What this task involves: Exactly reproduce the lines from the top of the entries below through the line containing "-28,5 +28,6 @@", with both ends included.

[Collected data entries]
=======
PR #2484, opened 2020-01-22
Don't handle health data changes on player spawn

### LINKED ISSUE #2524: Firing ChangeDataHolderEvent for health when a player logging in
**I am currently running**

- SpongeVanilla version: 1.12.2-7.1.10
- Java version: OpenJDK 1.8.0_242
- Operating System: Kubuntu 18.04 LTS
- Plugins/Mods: None

**Issue Description**

When a player enters the server, an entity spawns for him, however, this causes intermediate health change calls, and `ChangeDataHolderEvent.ValueChange` is called. These calls are in the `EntityLivingBase` constructor and in `EntityLivingBase#readEntityFromNBT()` method.

Temporary PR that solves this problem: https://github.com/SpongePowered/SpongeCommon/pull/2484

Lignium:
Fixes a bug, the essence of which is that when a player logs in, `ChangeDataHolderEvent.ValueChange` is called, which indicates a change of health. However, these calls are made when the player’s entity is constructing and deserializing, and should not be construed as a real data change.

Resolves my issue on the forum: https://forums.spongepowered.org/t/strange-firing-of-changedataholderevent-valuechange-when-player-entry/34701

Fixes: https://github.com/SpongePowered/SpongeCommon/issues/2524

### DIFF
--- a/src/main/java/org/spongepowered/common/bridge/network/datasync/EntityDataManagerBridge.java
+++ b/src/main/java/org/spongepowered/common/bridge/network/datasync/EntityDataManagerBridge.java
@@ -28,5 +28,6 @@ import net.minecraft.network.datasync.DataParameter;
 
 public interface EntityDataManagerBridge {
 
-    <T> void setSilently(DataParameter<T> key, T value);
+    <T> void bridge$setSilently(DataParameter<T> key, T value);
+
 }
--- a/src/main/java/org/spongepowered/common/bridge/network/datasync/EntityDataManagerBridge.java
+++ b/src/main/java/org/spongepowered/common/bridge/network/datasync/EntityDataManagerBridge.java
@@ -1,0 +1,32 @@
+/*
+ * This file is part of Sponge, licensed under the MIT License (MIT).
+ *
+ * Copyright (c) SpongePowered <https://www.spongepowered.org>
+ * Copyright (c) contributors
+ *
+ * Permission is hereby granted, free of charge, to any person obtaining a copy
+ * of this software and associated documentation files (the "Software"), to deal
+ * in the Software without restriction, including without limitation the rights
+ * to use, copy, modify, merge, publish, distribute, sublicense, and/or sell
+ * copies of the Software, and to permit persons to whom the Software is
+ * furnished to do so, subject to the following conditions:
+ *
+ * The above copyright notice and this permission notice shall be included in
+ * all copies or substantial portions of the Software.
+ *
+ * THE SOFTWARE IS PROVIDED "AS IS", WITHOUT WARRANTY OF ANY KIND, EXPRESS OR
+ * IMPLIED, INCLUDING BUT NOT LIMITED TO THE WARRANTIES OF MERCHANTABILITY,
+ * FITNESS FOR A PARTICULAR PURPOSE AND NONINFRINGEMENT. IN NO EVENT SHALL THE
+ * AUTHORS OR COPYRIGHT HOLDERS BE LIABLE FOR ANY CLAIM, DAMAGES OR OTHER
+ * LIABILITY, WHETHER IN AN ACTION OF CONTRACT, TORT OR OTHERWISE, ARISING FROM,
+ * OUT OF OR IN CONNECTION WITH THE SOFTWARE OR THE USE OR OTHER DEALINGS IN
+ * THE SOFTWARE.
+ */
+package org.spongepowered.common.bridge.network.datasync;
+
+import net.minecraft.network.datasync.DataParameter;
+
+public interface EntityDataManagerBridge {
+
+    <T> void setSilently(DataParameter<T> key, T value);
+}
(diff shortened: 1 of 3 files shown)


src/main/java/org/spongepowered/common/mixin/core/entity/EntityLivingBaseMixin.java
```diff
@@ -588,6 +590,14 @@ public boolean attackEntityFrom(final DamageSource source, final float amount) {
         }
     }
 
+    @Redirect(method = {"<init>", "readEntityFromNBT"}, at = @At(value = "INVOKE", target = "Lnet/minecraft/entity/EntityLivingBase;setHealth(F)V"))
+    private void onInitHealth(final EntityLivingBase entity, final float health) {
```
gabizou: method name should be `impl$initializeHealthSilently`

src/main/java/org/spongepowered/common/mixin/core/entity/EntityLivingBaseMixin.java
```diff
@@ -588,6 +590,14 @@ public boolean attackEntityFrom(final DamageSource source, final float amount) {
...
+        DataParameter<Float> healthParameter = EntityLivingBaseAccessor.accessor$getHealthParameter();
```
gabizou: `final` value please.

src/main/java/org/spongepowered/common/mixin/core/entity/EntityLivingBaseMixin.java
```diff
@@ -588,6 +590,14 @@ public boolean attackEntityFrom(final DamageSource source, final float amount) {
...
+        float clampedValue = MathHelper.clamp(health, 0.0F, this.getMaxHealth());
```
gabizou: And this too.

src/main/java/org/spongepowered/common/mixin/core/network/datasync/EntityDataManagerMixin.java
```diff
@@ -59,6 +62,18 @@
 
     @Shadow protected abstract <T> EntityDataManager.DataEntry<T> getEntry(DataParameter<T> key);
 
+    @Override
+    public <T> void setSilently(DataParameter<T> key, T value) {
+        EntityDataManager.DataEntry<T> dataentry = this.getEntry(key);
```
gabizou: `final`

src/main/java/org/spongepowered/common/bridge/network/datasync/EntityDataManagerBridge.java
```diff
@@ -0,0 +1,32 @@
...
+ * OUT OF OR IN CONNECTION WITH THE SOFTWARE OR THE USE OR OTHER DEALINGS IN
+ * THE SOFTWARE.
+ */
+package org.spongepowered.common.bridge.network.datasync;
+
+import net.minecraft.network.datasync.DataParameter;
+
+public interface EntityDataManagerBridge {
+
+    <T> void setSilently(DataParameter<T> key, T value);
```
gabizou: Method name should be `bridge$setSilently`

gabizou (changes requested):
Functionality wise looks good. Please abide by the naming conventions outlined on the [wiki regarding bridges and injections](https://github.com/SpongePowered/SpongeCommon/wiki/Implementation-Policy:-Bridges-and-Mixins).

src/main/java/org/spongepowered/common/mixin/core/entity/EntityLivingBaseMixin.java
```diff
@@ -588,6 +590,14 @@ public boolean attackEntityFrom(final DamageSource source, final float amount) {
         }
     }
 
+    @Redirect(method = {"<init>", "readEntityFromNBT"}, at = @At(value = "INVOKE", target = "Lnet/minecraft/entity/EntityLivingBase;setHealth(F)V"))
```
gabizou, line 599: Javadoc why this is being done, link to the issue if need be. on the surface it doesn't look like it's changing anything except using a more direct approach to setting health (which honestly, might affect some mods).

gabizou:
I realize your submission of the fix is related to a side-effect you're encountering and reported on the forums, but as we'd like to keep track of issues with commits and mixins, I'd like to ask if you could open an issue on SpongeCommon to simply keep discussion and reference back. I'm tentative on the merge of these changes as the potential hooks not being called for mods (by redirecting `setHealth`, you could be missing a bunch of mod injected hooks to that method).

I'm not quite sure your approach is needed here, as we might have an alternative option for resolving your issue.

Lignium:
@gabizou I will definitely create an issue a little later. I hope you will help me in resolving this issue. :)

ImMorpheus:
This and other similar cases should be covered by https://github.com/SpongePowered/SpongeCommon/pull/2580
=======
Result of the exercise:
PR #2484, opened 2020-01-22
Don't handle health data changes on player spawn

### LINKED ISSUE #2524: Firing ChangeDataHolderEvent for health when a player logging in
**I am currently running**

- SpongeVanilla version: 1.12.2-7.1.10
- Java version: OpenJDK 1.8.0_242
- Operating System: Kubuntu 18.04 LTS
- Plugins/Mods: None

**Issue Description**

When a player enters the server, an entity spawns for him, however, this causes intermediate health change calls, and `ChangeDataHolderEvent.ValueChange` is called. These calls are in the `EntityLivingBase` constructor and in `EntityLivingBase#readEntityFromNBT()` method.

Temporary PR that solves this problem: https://github.com/SpongePowered/SpongeCommon/pull/2484

Lignium:
Fixes a bug, the essence of which is that when a player logs in, `ChangeDataHolderEvent.ValueChange` is called, which indicates a change of health. However, these calls are made when the player’s entity is constructing and deserializing, and should not be construed as a real data change.

Resolves my issue on the forum: https://forums.spongepowered.org/t/strange-firing-of-changedataholderevent-valuechange-when-player-entry/34701

Fixes: https://github.com/SpongePowered/SpongeCommon/issues/2524

### DIFF
--- a/src/main/java/org/spongepowered/common/bridge/network/datasync/EntityDataManagerBridge.java
+++ b/src/main/java/org/spongepowered/common/bridge/network/datasync/EntityDataManagerBridge.java
@@ -28,5 +28,6 @@ import net.minecraft.network.datasync.DataParameter;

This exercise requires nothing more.